HOW TO COMPLETE THIS TASK -> Could you find each line of the data below that contains the word "https" and copy those lines?
++++++
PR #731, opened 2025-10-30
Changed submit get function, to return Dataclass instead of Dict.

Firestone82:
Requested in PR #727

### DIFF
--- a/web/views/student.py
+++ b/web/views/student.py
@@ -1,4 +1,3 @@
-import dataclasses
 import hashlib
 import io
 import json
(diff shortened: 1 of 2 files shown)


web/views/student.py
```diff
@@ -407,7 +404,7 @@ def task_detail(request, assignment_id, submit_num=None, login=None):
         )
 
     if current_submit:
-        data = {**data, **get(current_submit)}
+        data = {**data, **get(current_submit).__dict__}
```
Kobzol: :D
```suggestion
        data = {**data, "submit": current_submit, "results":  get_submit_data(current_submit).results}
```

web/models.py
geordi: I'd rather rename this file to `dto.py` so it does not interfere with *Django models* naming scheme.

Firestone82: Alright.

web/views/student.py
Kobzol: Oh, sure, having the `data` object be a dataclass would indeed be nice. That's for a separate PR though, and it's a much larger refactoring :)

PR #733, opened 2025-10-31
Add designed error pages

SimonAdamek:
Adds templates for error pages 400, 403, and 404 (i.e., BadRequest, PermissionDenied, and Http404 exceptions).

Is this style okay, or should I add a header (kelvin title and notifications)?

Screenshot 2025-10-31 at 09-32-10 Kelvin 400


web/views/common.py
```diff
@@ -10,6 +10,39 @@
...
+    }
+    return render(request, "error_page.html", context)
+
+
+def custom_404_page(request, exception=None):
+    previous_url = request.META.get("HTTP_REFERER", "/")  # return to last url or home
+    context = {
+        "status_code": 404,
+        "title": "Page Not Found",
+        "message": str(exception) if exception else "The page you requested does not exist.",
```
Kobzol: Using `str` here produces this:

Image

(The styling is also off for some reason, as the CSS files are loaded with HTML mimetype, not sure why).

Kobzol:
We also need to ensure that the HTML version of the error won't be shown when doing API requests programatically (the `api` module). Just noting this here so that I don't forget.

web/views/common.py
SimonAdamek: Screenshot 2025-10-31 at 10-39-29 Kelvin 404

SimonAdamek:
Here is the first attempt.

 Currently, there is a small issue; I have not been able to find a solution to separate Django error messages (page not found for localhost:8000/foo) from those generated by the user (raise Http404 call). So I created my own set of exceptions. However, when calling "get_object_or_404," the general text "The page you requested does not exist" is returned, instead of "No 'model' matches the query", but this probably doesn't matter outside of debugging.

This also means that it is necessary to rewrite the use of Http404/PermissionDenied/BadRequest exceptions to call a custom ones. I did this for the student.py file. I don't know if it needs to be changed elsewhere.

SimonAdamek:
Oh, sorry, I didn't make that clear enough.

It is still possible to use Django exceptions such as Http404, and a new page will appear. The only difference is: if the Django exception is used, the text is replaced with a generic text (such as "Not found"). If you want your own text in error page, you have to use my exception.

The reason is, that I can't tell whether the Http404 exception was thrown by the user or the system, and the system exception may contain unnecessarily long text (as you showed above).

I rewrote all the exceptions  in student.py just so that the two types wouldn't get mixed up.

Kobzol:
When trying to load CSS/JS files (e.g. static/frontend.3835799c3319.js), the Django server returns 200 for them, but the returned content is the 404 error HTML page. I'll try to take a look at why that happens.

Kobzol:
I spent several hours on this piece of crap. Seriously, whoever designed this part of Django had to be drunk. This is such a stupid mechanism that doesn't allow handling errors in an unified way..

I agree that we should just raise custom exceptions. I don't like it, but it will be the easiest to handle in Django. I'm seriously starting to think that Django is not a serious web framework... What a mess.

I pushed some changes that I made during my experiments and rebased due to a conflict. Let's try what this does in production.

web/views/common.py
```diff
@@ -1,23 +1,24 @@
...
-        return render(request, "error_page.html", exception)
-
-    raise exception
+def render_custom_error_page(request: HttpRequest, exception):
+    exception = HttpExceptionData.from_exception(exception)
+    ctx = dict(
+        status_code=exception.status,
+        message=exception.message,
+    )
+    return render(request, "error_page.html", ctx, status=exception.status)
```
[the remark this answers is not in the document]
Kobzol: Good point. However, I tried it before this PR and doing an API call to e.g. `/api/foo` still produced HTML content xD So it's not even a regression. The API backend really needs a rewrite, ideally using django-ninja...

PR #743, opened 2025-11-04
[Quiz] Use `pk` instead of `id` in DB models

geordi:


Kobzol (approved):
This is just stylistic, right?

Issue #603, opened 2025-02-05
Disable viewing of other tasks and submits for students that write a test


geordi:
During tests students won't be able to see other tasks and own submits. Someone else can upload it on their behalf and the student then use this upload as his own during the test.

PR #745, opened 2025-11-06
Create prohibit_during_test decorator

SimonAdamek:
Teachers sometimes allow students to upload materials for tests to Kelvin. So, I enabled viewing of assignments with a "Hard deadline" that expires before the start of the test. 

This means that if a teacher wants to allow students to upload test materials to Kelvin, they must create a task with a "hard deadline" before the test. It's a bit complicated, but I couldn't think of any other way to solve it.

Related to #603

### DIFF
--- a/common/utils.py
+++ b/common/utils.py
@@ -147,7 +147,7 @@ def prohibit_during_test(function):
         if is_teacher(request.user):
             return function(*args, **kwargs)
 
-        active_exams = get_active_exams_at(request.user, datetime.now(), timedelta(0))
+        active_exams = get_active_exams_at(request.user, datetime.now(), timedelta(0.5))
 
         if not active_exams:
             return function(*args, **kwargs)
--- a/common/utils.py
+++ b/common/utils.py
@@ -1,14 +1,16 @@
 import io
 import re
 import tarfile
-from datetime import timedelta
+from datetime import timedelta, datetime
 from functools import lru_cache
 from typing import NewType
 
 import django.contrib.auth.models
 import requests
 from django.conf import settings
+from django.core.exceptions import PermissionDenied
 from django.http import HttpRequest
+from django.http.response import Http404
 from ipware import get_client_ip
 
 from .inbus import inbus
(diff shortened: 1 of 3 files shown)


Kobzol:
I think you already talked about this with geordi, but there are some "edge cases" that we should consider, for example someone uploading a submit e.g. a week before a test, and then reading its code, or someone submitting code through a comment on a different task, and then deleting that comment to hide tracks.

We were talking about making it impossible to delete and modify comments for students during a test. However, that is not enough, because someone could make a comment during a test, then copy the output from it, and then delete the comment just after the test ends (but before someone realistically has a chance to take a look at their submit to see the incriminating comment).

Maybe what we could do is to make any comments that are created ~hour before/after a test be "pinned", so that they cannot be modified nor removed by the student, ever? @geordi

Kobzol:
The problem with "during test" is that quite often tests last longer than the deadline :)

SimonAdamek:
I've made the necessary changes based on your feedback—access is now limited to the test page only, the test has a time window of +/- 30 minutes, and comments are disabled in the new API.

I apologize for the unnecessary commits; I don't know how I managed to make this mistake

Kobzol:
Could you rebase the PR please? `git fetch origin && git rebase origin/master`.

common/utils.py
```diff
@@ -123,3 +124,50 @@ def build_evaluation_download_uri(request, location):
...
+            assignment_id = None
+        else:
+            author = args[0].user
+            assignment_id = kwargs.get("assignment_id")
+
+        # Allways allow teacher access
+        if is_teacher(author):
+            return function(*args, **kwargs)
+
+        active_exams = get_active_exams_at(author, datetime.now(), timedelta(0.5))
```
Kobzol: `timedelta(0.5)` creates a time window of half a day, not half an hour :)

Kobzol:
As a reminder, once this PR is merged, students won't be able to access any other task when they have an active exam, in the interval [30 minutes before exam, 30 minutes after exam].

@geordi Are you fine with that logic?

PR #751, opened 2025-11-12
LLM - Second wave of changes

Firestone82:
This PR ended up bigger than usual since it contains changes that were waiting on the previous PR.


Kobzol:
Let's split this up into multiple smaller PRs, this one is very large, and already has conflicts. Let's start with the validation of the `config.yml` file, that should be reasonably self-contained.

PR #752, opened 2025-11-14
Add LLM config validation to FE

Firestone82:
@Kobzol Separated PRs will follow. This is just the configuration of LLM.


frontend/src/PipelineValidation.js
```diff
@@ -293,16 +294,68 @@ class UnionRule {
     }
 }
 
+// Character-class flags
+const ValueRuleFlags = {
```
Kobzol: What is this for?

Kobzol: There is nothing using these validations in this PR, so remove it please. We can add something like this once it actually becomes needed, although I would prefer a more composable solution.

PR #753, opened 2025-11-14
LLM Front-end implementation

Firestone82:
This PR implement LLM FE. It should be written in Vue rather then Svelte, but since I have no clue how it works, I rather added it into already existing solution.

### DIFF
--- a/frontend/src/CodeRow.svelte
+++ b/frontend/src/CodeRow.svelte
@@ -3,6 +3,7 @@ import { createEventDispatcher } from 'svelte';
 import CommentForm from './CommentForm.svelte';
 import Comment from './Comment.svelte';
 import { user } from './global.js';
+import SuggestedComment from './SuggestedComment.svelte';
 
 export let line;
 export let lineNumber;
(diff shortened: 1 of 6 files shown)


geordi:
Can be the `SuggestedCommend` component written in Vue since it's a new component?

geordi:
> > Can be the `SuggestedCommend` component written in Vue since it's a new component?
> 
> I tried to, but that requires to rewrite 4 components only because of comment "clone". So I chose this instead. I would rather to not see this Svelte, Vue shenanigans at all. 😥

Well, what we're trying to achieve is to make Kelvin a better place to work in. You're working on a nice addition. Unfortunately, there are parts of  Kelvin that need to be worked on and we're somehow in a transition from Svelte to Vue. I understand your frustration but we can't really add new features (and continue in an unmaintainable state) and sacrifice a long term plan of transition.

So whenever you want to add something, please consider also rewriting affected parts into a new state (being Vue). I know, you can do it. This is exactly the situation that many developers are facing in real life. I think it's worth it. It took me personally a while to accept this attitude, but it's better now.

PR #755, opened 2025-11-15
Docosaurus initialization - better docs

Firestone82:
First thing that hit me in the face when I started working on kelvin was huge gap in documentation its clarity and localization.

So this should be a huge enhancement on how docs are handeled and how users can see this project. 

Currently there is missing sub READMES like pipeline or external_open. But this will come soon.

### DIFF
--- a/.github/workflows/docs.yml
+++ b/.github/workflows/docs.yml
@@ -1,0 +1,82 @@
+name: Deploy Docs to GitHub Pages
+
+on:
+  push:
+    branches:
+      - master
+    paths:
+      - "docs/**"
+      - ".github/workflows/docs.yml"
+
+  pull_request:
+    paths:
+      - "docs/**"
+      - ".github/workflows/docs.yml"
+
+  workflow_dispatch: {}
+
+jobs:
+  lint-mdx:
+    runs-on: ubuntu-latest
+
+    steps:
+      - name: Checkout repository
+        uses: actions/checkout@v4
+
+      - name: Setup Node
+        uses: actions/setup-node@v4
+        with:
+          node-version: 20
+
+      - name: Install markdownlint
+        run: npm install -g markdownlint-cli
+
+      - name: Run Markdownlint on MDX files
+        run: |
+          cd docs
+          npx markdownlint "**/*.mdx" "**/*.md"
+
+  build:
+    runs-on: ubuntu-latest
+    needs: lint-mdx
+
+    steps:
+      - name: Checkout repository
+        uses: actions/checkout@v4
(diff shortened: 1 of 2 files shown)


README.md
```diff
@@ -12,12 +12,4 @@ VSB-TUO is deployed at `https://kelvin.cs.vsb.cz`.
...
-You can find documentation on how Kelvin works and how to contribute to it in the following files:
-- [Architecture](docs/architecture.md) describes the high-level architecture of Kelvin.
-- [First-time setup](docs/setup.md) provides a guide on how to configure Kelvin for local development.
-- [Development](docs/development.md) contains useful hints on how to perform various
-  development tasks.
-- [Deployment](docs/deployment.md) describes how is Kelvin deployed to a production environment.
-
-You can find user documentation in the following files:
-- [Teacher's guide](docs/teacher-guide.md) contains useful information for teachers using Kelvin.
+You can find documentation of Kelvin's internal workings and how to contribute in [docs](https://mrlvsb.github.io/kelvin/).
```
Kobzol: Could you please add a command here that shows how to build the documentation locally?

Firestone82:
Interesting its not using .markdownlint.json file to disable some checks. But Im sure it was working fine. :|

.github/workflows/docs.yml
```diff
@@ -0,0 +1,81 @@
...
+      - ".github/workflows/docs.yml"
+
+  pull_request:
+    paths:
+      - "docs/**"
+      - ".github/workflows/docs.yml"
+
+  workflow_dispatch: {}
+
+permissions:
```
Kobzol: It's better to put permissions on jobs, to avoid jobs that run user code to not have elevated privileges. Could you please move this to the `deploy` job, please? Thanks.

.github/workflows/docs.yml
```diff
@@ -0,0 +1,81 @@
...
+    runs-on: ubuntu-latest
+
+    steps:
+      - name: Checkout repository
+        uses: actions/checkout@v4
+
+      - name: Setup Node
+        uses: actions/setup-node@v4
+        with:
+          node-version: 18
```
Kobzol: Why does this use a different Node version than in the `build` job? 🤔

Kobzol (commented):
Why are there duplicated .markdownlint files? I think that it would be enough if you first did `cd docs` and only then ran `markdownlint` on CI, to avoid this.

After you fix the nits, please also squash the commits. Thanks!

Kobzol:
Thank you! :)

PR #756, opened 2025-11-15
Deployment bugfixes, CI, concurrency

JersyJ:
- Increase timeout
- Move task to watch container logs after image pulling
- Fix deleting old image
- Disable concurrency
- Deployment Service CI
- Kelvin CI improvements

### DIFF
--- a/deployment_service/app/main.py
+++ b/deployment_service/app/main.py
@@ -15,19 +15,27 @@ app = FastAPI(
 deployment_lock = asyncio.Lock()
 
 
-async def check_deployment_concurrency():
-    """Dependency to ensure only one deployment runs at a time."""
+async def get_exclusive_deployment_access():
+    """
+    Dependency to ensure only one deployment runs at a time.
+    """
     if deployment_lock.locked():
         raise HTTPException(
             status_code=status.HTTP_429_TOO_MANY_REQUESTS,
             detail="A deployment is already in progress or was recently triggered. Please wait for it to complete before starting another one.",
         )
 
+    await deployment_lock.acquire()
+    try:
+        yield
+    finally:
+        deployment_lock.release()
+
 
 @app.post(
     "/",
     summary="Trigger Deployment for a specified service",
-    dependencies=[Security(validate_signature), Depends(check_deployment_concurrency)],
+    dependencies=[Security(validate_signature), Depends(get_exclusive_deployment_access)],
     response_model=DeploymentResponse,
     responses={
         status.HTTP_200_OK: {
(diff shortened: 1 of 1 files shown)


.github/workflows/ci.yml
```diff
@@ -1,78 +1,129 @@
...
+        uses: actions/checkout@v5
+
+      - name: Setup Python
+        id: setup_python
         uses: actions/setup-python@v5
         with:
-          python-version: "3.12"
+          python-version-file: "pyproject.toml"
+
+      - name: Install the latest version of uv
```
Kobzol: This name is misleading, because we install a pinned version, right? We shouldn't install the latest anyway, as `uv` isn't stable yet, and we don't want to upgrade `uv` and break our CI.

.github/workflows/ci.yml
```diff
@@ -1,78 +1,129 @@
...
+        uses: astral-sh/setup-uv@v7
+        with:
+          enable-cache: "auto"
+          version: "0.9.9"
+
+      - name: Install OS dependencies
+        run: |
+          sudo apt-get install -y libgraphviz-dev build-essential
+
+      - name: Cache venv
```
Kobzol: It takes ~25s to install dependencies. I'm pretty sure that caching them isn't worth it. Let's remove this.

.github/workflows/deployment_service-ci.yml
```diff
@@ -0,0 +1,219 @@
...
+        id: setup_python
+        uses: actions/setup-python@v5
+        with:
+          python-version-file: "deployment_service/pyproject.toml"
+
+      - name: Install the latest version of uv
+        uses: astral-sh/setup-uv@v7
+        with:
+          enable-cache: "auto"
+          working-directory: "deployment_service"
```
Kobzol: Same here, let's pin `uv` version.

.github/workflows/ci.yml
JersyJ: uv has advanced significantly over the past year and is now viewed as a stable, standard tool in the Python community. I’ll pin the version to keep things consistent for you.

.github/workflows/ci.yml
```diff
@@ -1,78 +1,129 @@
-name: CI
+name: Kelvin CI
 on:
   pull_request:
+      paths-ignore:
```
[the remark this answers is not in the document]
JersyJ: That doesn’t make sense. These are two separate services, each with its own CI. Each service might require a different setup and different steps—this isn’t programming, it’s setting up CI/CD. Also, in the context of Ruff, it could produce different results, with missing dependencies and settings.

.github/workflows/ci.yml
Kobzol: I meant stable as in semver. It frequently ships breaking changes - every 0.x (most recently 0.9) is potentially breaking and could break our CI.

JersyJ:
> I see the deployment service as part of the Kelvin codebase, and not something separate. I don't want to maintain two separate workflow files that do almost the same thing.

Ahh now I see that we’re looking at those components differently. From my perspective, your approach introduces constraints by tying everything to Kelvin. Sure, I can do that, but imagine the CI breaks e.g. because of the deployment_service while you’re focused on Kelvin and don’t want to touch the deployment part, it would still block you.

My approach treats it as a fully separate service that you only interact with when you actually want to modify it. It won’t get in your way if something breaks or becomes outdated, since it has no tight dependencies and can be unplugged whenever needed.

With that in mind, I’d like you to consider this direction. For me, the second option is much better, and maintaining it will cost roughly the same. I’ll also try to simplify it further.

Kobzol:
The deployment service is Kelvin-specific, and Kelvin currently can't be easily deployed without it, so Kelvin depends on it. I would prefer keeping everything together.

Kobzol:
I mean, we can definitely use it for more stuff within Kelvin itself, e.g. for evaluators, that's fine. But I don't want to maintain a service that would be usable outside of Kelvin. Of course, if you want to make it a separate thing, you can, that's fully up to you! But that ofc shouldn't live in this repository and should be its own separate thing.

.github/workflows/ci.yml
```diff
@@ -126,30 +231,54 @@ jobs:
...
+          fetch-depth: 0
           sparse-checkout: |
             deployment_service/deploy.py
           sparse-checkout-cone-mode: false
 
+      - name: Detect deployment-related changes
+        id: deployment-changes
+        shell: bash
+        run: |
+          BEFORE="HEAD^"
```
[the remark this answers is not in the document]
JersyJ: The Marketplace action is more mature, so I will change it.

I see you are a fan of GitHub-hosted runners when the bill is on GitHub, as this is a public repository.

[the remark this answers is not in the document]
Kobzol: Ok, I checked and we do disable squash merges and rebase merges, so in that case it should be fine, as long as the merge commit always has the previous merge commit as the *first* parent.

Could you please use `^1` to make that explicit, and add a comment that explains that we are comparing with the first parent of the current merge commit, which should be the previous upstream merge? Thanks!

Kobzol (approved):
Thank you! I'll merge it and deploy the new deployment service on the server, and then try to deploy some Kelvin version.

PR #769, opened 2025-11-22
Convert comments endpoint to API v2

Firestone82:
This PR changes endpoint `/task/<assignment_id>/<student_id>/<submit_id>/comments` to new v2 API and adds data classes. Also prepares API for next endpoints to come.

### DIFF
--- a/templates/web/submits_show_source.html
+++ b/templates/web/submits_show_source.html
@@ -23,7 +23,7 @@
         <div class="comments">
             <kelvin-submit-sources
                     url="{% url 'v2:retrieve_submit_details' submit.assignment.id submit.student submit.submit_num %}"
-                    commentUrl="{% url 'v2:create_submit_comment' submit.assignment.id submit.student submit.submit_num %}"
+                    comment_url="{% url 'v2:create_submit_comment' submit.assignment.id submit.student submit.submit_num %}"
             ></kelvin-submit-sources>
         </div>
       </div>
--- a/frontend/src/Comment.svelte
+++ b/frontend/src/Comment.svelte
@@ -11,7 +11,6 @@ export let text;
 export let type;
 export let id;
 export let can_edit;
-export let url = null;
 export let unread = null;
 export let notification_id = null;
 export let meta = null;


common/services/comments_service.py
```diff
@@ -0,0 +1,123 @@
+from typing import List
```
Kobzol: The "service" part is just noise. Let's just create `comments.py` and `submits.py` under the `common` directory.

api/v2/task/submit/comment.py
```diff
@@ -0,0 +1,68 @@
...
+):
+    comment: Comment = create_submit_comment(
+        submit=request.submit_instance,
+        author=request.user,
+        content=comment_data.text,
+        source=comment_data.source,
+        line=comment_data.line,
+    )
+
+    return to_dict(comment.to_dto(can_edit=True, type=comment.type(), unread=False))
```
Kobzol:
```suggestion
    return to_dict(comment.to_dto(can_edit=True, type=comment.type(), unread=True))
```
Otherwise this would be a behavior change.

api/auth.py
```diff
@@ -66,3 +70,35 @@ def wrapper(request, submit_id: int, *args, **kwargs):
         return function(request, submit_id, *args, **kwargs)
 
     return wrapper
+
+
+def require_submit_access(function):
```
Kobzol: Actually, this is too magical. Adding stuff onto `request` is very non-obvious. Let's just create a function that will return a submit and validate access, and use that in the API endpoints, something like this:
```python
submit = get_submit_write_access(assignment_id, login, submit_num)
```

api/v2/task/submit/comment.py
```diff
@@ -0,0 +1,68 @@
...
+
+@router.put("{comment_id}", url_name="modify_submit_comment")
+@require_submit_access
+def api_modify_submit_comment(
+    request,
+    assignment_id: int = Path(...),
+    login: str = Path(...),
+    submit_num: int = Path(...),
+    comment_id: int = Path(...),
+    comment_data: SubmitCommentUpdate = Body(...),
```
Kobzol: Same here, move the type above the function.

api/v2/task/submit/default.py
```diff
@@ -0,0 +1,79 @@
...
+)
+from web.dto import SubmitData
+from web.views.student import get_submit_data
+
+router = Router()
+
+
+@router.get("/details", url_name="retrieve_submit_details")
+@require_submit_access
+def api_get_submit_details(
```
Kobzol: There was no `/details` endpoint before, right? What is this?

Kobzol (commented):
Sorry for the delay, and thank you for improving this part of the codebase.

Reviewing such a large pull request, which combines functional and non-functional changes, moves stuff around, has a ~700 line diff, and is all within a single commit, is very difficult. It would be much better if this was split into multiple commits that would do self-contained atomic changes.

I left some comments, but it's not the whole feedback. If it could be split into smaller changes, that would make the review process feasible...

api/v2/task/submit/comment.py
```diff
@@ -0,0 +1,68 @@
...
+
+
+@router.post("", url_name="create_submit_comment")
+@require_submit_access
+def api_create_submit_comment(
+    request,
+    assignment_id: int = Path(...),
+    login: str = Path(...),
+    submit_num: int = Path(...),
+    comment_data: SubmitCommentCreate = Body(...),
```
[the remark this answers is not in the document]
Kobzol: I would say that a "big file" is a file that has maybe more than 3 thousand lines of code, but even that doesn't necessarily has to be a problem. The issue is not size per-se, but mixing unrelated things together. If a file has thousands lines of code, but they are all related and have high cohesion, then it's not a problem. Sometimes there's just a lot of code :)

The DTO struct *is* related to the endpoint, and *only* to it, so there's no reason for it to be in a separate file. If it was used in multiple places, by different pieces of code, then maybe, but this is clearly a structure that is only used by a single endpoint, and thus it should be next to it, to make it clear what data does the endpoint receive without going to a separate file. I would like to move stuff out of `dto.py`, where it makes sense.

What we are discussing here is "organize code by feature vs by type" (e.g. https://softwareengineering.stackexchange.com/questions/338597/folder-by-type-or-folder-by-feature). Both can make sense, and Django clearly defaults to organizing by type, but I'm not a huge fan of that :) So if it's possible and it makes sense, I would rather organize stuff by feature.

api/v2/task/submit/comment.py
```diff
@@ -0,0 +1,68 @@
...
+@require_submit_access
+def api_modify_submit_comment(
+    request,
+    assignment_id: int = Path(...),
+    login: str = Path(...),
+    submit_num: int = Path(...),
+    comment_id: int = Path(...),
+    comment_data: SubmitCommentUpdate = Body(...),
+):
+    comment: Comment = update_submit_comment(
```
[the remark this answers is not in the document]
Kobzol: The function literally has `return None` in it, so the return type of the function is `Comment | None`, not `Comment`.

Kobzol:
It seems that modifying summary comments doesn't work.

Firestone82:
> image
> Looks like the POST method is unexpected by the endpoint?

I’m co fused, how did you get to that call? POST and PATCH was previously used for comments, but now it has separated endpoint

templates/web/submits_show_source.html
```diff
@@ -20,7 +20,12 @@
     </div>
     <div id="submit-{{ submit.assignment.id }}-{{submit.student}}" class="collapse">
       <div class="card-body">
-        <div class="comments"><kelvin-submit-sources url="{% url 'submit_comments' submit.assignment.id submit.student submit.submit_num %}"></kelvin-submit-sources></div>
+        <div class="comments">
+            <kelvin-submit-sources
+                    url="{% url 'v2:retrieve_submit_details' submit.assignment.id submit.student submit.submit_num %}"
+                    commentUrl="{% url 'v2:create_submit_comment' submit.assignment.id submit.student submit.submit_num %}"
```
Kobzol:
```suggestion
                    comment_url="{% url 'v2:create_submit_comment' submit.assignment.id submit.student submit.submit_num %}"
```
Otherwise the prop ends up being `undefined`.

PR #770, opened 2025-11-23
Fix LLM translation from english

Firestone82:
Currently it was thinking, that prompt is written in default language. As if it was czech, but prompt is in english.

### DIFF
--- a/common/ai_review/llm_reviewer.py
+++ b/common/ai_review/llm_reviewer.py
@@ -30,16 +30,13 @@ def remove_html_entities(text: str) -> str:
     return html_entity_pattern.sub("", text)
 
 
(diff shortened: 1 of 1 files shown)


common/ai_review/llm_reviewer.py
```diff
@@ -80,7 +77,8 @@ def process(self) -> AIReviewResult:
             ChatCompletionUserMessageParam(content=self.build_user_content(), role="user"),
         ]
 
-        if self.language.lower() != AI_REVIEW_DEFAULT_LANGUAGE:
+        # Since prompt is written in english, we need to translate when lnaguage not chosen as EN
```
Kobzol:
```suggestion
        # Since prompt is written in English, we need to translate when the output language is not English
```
++++++
ANSWER TO THIS PROBLEM ->
@@ -12,12 +12,4 @@ VSB-TUO is deployed at `https://kelvin.cs.vsb.cz`.
+You can find documentation of Kelvin's internal workings and how to contribute in [docs](https://mrlvsb.github.io/kelvin/).
What we are discussing here is "organize code by feature vs by type" (e.g. https://softwareengineering.stackexchange.com/questions/338597/folder-by-type-or-folder-by-feature). Both can make sense, and Django clearly defaults to organizing by type, but I'm not a huge fan of that :) So if it's possible and it makes sense, I would rather organize stuff by feature.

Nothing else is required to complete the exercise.